57    Counsel for the Minister argued that the sentencing remarks of Judge Smallwood amounted to information about the impact on the victim or the victim’s family of a decision not to cancel the visa within [10(1)(c)] of the Direction. Counsel for the Minister further argued that even if the Tribunal relied on information which was not relevant, it did not do so in a way that affected the exercise of power. Hence, any such reliance did not constitute a jurisdictional error for which relief would be granted. This contention was based on the fact that the impact on the victim or their family was given only a passing reference and was only one aspect of the assessment of the other considerations. And, importantly, the Tribunal concluded that the other considerations weighed against cancellation. It was the effect of the primary considerations which favoured the cancellation of the applicant’s visa.

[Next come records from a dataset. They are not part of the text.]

PR #1103, opened 2021-07-29
Use 2fa.directory API v3 in inactive 2FA report

### LINKED ISSUE #893: Inactive 2FA Report - Some websites reports are missing
## Describe the Bug

I found that the number of websites in "Inactive 2FA Report" is less than 1Password (with the same amount of password data), lacking of website such as facebook.com, autodesk.com, jetbrains.com, linkedin.com, teamviewer.com, etc. 
After checking [#839](https://github.com/bitwarden/web/issues/839) , I searched the websites above on 2fa.directory, they are both showed support for software token. I'm so confused, why are most of the results normal, but some missing？I‘m not sure it is only abnormal to me, so I post here. Thanks a lot.

## Steps To Reproduce

1. Login to Web Vault
2. Navigate to Tools Tab
3. Click Inactive 2FA Report

## Expected Result

Inactive 2FA Report might be matching with 2fa.directory. 

## Actual Result

Inactive 2FA Report missing websites such as
- adobe.com
- autodesk.com
- cloudflare.com
- facebook.com
- jetbrains.com
- linkedin.com
- teamviewer.com

## Environment

- Operating system: Windows 10 Pro Build 20H2
- Browser: Vivaldi 3.7.2218.45 (Chrome/89.0.4389.91)
- Build Version (Bottom of the page): 2.19.0

### LINKED ISSUE #982: Inactive 2FA report: Domain rules ignored
## Describe the Bug

When running the inactive 2FA report, domain rules are not applied.

## Steps To Reproduce

1. Create an account on a page which provides 2FA and is listed in domain rules
2. Use domain which is not provided at [2fa.directory](https://2fa.directory/)
3. Run inactive 2FA report

In my case I have an account at [netcup.de](https://netcup.de/). But netcup's login page is at [customercontrolpanel.de](https://www.customercontrolpanel.de/). netcup is listed at domain rules and [2fa.directory](https://2fa.directory/) but doesnt show up at inactive 2FA report.

## Expected Result

The account should get listed at inactive 2FA report.

## Actual Result

Account gets not listed at inactive 2FA report.

## Environment

- Operating system: Windows 10
- Browser: Chrome 90.0.4430.212
- Build Version: 2.20.1

ApCoder123:
https://community.bitwarden.com/t/improve-inactive-2fa-report/32045

Closes #982
Closes #893


djsmith85:
Hi @ApCoder123 Thank you for your contribution. 

I've just tested this and although it does solve the above mentioned issue, it misses other domains which should pop up. I used for example `https://www.avanza.se/` and `netcup.de`. With the original version I would get a hit for `avanza` but with your version it would not show up. If I remove the `http://` from the URI-input it would show up. 

If you are still willing to spend some more time on this, could you please do some more testing and make sure that all entries show up.

Kind Regards,
Daniel

djsmith85 (changes requested):
Hi @ApCoder123 Thank you for your contribution. 

I've just tested this and although it does solve the above mentioned issue, it misses other domains which should pop up. I used for example `https://www.avanza.se/` and `netcup.de`. With the original version I would get a hit for `avanza` but with your version it would not show up. If I remove the `http://` from the URI-input it would show up. 

If you are still willing to spend some more time on this, could you please do some more testing and make sure that all entries show up.

Kind Regards,
Daniel

ApCoder123:
Ok, I've made some changes now which should resolve these issues. Rather than just test the hostname, I have modified it to check the base domain (should close #893 as well), which should resolve these issues. 

I believe the reason for `https://www.avanza.se` not showing up was because when the `url` field was being grabbed from the v2 API, `Utils.getHostname()` would cause `www.avanza.se` to be added to the services map, however when the v3 API provides just the domain, `www.avanza.se` wouldn't match `avanza.se`, causing it not to be shown. The checking of the main domain in the `setCiphers()` function should resolve this now.

ApCoder123:
Hi @djsmith85
Sorry to bother you, but are there any updates on when this might be able to be merged? Thanks

djsmith85 (changes requested):
Hi @ApCoder123 I'm really sorry it has taken me so long to get back to you. 

I've had another look at this and based on the data we are retrieving I think we can get rid of the insertation and comparison with hostnames. If we only include the domain, which is present on every item from 2fa-directory json, we could only check for that in the setCiphers method.

After retrieving the domain from the cipher's uri, we should remove the `www.` (replace).

For the loop in `load2fa` could you please invert the `if's` and use `continue`, to reduce if-nesting.

src/app/tools/inactive-two-factor-report.component.ts
```diff
@@ -53,13 +53,13 @@ export class InactiveTwoFactorReportComponent extends CipherReportComponent impl
                 for (let i = 0; i < c.login.uris.length; i++) {
                     const u = c.login.uris[i];
                     if (u.uri != null && u.uri !== '') {
-                        const hostname = Utils.getHostname(u.uri);
-                        if (hostname != null && this.services.has(hostname)) {
-                            if (this.services.get(hostname) != null) {
-                                docs.set(c.id, this.services.get(hostname));
+                        const uri = u.uri.replace("www", "");
```
djsmith85, line 56: This should be using single-quotes.

src/app/tools/inactive-two-factor-report.component.ts
```diff
@@ -78,26 +78,21 @@ export class InactiveTwoFactorReportComponent extends CipherReportComponent impl
...
-                            const hostname = Utils.getHostname(service.url);
-                            if (hostname != null) {
-                                this.services.set(hostname, service.doc);
-                            }
-                        }
-                    }
+        for (const service of responseJson) {
+            const serviceData = service[1];
+            if (serviceData.domain == null) continue;
+            if (serviceData.documentation == null) continue;
```
djsmith85, line 89: Please add curly braces, for one-liner if-statements

djsmith85 (changes requested):
@ApCoder123 Only requesting some minor styling changes and then this is looking good. Thank you again for being so patient

src/app/tools/inactive-two-factor-report.component.ts
```diff
@@ -53,13 +53,13 @@ export class InactiveTwoFactorReportComponent extends CipherReportComponent impl
                 for (let i = 0; i < c.login.uris.length; i++) {
                     const u = c.login.uris[i];
                     if (u.uri != null && u.uri !== '') {
-                        const hostname = Utils.getHostname(u.uri);
-                        if (hostname != null && this.services.has(hostname)) {
-                            if (this.services.get(hostname) != null) {
-                                docs.set(c.id, this.services.get(hostname));
+                        const uri = u.uri.replace('www', '');
```
djsmith85, line 56: Missing a dot, should be `www.`

src/app/tools/inactive-two-factor-report.component.ts
```diff
@@ -78,26 +78,21 @@ export class InactiveTwoFactorReportComponent extends CipherReportComponent impl
...
-                            const hostname = Utils.getHostname(service.url);
-                            if (hostname != null) {
-                                this.services.set(hostname, service.doc);
-                            }
-                        }
-                    }
+        for (const service of responseJson) {
+            const serviceData = service[1];
+            if (serviceData.domain == null) { continue }
+            if (serviceData.documentation == null) { continue }
```
djsmith85, line 89: Please add line breaks, we don't use single-line if's and also semicolons after the `continue`s

djsmith85 (changes requested):

djsmith85 (approved):
@ApCoder123 This is looking good now. Thank you very much for your time and patience.
Placing a `hold` label as we're gearing up to cut our release-candidate branches this week, will merge after that.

58    The applicant’s argument should be accepted. The sentencing remarks of Judge Smallwood said nothing about the victim’s reaction to a decision not to cancel the applicant’s visa. They were directed to the impact of the offences on the victims, not about whether the victim’s or their families were concerned about whether the applicant would remain in Australia. Neither did the sentencing remarks give a basis for an inference about that matter.

59    There was no relevant information within the meaning of [10(1)(c)] of the Direction before the Tribunal on the impact on the victims or their families of the applicant’s criminal conduct.

60    Although the process adopted by the Tribunal seems to have been to have come to a general conclusion concerning each of the considerations and balance those general conclusions against each other, the exercise of balancing necessarily involved taking into account assessments of the individual factors which went to make up the general conclusions. In this way the Tribunal’s view about the impact of the applicant’s criminal conduct on the victims or their families may have added to or confirmed its view of the seriousness of the offending even though the general conclusion relating to the other considerations was against cancellation. In other words, the Tribunal took into account irrelevant information which may have affected its exercise of power. It thereby committed a jurisdictional error and the applicant is also entitled to relief on Ground 4.

I certify that the preceding sixty (60) numbered paragraphs are a true copy of the Reasons for Judgment herein of the Honourable Justice North.